::: Information provided

PR #5734, opened 2026-08-13
Remove duplicate AO momentum integral APIs

RTChou67:
Remove two redundant AO momentum integral APIs.
## Summary
  - Deleted the duplicate `qs_operators_ao::ang_mom` API and replaced it with the existing `ai_angmom::angmom` API.
  - Deleted the duplicate `qs_operators_ao::p_xyz_ao` API and replaced it with `qs_operators_ao::build_lin_mom_matrix`.
  - Extended `build_lin_mom_matrix` with the optional `minimum_image` argument.

Issue #4694, opened 2026-01-13
Features with no code coverage


fstein93:
There is a variety of features without any coverage by the regression tests (either files or functionalities from the input file). Have they ever been practically used in the past or do you know whether they are still functionable? From the older features, it is (incomplete list)
- [x] RIGPW
- [ ] ET_COUPLING%TYPE_OF_CONSTRAINT DDAPC
- [ ] src/ct_methods.F (Cayley transforms)
- [ ] src/kpsym.F (Tools for k-point symmetry)
- [ ] src/minbas_methods.F
- [ ] NEGF%INTEGRATION_METHOD CLENSHAW-CURTIS, NEGF
- [ ] EMBED%EMBED_METHOD DMFET
- [x] PEXSI
- [ ] DFT%SCF%OUTER_SCF%TYPE [S2_CONSTRAINT|BASIS_CENTER_OPT]
- [ ] DF%PRINT%AO_MATRIX%COMMUTATOR_HR
- [ ] VCD_env_type%do_mpf (not set from input anywhere)
- [ ] DFT%PRINT%WANNIER90
- [ ] se_fock_matrix_dbg.F (never called by caller)
- [ ] QS%SE%PERIODIC EWALD_R3 (there is only an untested regtest)
- [ ] src/motion/free_energy_methods.F: ui_check_convergence (test to call it never passes)
- [ ] QS/regtest-tipscan (was not registered)
- [ ] DFT%TRANSPORT
- [ ] DFT%PRINT%WANNIER90
- [ ] INTERPOLATOR%KIND [SPLINE3|SPLINE3_NOPBC] (does definitely not work in the MGRID section)

From the more recently added features, we have
- [x] OpenPMD
- [x] I-PI
- [x] HDF5
- [ ] NEGF%CONTACT%RESTART%READ_WRITE_HS
- [x] QCSchema
- [ ] SMEAGOL
- [ ] src/maxwell_solver_interface.F

I guess that for several of the more recent feature, it is pretty hard to actually test these routines on the CI. Who has some ideas about the older features?

oschuett:
Thanks for assembling this list! We should definitely keep an eye on test coverage.

Reporting the coverage by input section instead of [code line](https://www.cp2k.org/static/coverage/) feels much more actionable. 


[...]

PR #5814, opened 2026-08-21
Remove duplicate H-r and AO momentum construction paths

RTChou67:
This branch continues the cleanup started by #5734 in which I removed the duplicate `qs_operators_ao::ang_mom` and `p_xyz_ao` paths, reusing `ai_angmom::angmom` and `build_lin_mom_matrix`. This follow-up removes the duplicate build_com_tr_matrix and private lin_mom paths, switching to the more general build_lin_mom_matrix and overlap_ab APIs. The orphan `ai_moments::diffop` routine and public export are also removed.


Growl1234 (commented):
- Since `COMMUTATOR_HR` is currently not covered by the regression tests, could we add a small test before removing the old construction path?
- There's one behavioral difference that might be worth preserving or at least benchmarking is that `build_com_tr_matrix` was explicitly OpenMP-parallel over the neighbor list, whereas `build_lin_mom_matrix` currently traverses it serially.

RTChou67:
Thanks for commenting. `COMMUTATOR_HR` itself has not been removed. The `DFT%PRINT%AO_MATRICES%COMMUTATOR_HR` output path are still present. I agree that a small regtest should be added before merging . I searched and found out that this has already been mentioned in #4694 . 

The OpenMP difference is also real. Benchmarks might be needed.

juerghutter (approved):
Looks good to me. 
I have a currently stopped project where I will use those integrals and their nuclear derivatives. I will adapt to whatever is available if I restart the project.

RTChou67:
> Looks good to me. I have a currently stopped project where I will use those integrals and their nuclear derivatives. I will adapt to whatever is available if I restart the project.

thanks. My other PR #5820 adds a regtest for COMMUTATOR_HR. After that PR is merged, I would test on this PR and mark it as ready for review if it's numerically correct.

fstein93 (approved):

RTChou67:
The original `COMMUTATOR_HR` code is wrong, so I updated `COMMUTATOR_HR_Y` reference value. For Gaussian basis functions centered at \(A\) and \(B\), the complete kinetic-position commutator is

$$
\bra{a}[T,r_i]\ket{b}=(R_{B,i}-R_{A,i})\bra{a}T\ket{b}+\bra{a}T\ket{b+1_i}-\bra{a+1_i}T\ket{b}.
$$

The old construction omitted the center-displacement term

$$
(R_{B,i}-R_{A,i})\bra{a}T\ket{b}
$$

For the regtest `QS/regtest-gpw-1/h2q.inp`:
```
  H 0.0 0.0 0.0
  H 0.0 0.72 0.0
```
Thus,the omitted term only affects the Y term.

RTChou67:
This highlights the need for external libraries for electronic integrals and recurrences. At least for benchmarks.

Growl1234 (approved):
Looks good! And I think your analysis is right.

Growl1234:
Regarding my behavior concern, I had a look and would prefer working directly on `neighbor_list_iterate` for OpenMP parallelism, so nothing would be needed in this PR.

So @RTChou67, do you think this PR can be merged now?

RTChou67:
thanks. no further work would be needed in this PR. Can be safely merged.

::::::

Work to complete: Say how many lines of the records include the string "never"; the number alone is enough.

Answer to this task: 2